Исход мог быть только один: надобно было над противоположными союзами, осуществляющими в себе крайние элементы общежития, воздвигнуть новый, высший союз, представляющий общественное единство и сдерживающий противоборствующие стремления, то есть надобно было восстановить разложившееся государство. Это и было совершено историею. На заре нового времени из среды дробных средневековых сил, поддержанная церковью, возникает новая государственная власть, которая мало-помалу сводит к единству стремящиеся врозь элементы, укрощает борьбу, ставит каждого на свое место, отнимая у него то, что ему не принадлежит, и таким образом водворяет внутренний мир и порядок, составляющие необходимые условия правильной гражданской свободы. В этом состоит исторический процесс нового времени. Это было возвращение к древности, но возвращение уже на иной почве и при иных условиях. Единство не поглощает уже в себе различий, верховный союз воздвигается над другими, оставляя им должную самостоятельность, каждому в своей области, и подчиняя их только высшим требованиям целого. Через это достигается полнота жизни и согласное действие частей. Каждый элемент получает все то развитие, которое совместно с существованием других, он остается вполне самостоятельным в своей сфере, но восполняется другими, где нужно, и подчиняется общему порядку.
Таков общий ход истории. В нем выражается тот мировой диалектический закон, который управляет разумом во всех его проявлениях. Везде развитие исходит от первобытного единства, разбивается на противоположности и затем опять идет от противоположностей к высшему единству. Первобытное единство представляет то состояние слитности, в котором разнообразные определения предмета не получили еще раздельного бытия. Развитие противоположностей состоит в выделении и противоположении основных элементов, присущих природе вещей и в особенности природе разумного существа, именно отвлеченно-общего и частного. Наконец, высшее единство завершает собою процесс, не простым возвращением к первоначальной слитности, а восстановлением единства при сохранении относительной самостоятельности противоположностей. Этим достигается, с одной стороны, полнота, а с другой, гармония всех определений.
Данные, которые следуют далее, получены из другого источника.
PR #41, opened 2022-02-10
Inteli stage genesis file

mattdean-digicatapult:
Accompanies https://github.com/digicatapult/vitalam-flux-infra/pull/6


dblane-digicatapult (approved):

n3op2 (approved):

node/src/command.rs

Высшее единство жизни и гармоническое соглашение всех ее элементов не установляются однако разом. И тут, как и во всяком историческом развитии, происходит медленный процесс созидания, проходящий через различные ступени. Шаг за шагом строится здание нового государства и вырабатываются различные его элементы, сначала власть, первейший из всех, к которому примыкают остальные, затем закон и свобода, наконец, государственная цель, или идея, совокупляющая разъединенные части в одно стройное целое. И после того, как долгою и упорною историческою борьбою создана политическая форма, остается еще разрешение другой задачи — определение отношения этой формы к содержанию, то есть к живущим под нею разнообразным общественным силам.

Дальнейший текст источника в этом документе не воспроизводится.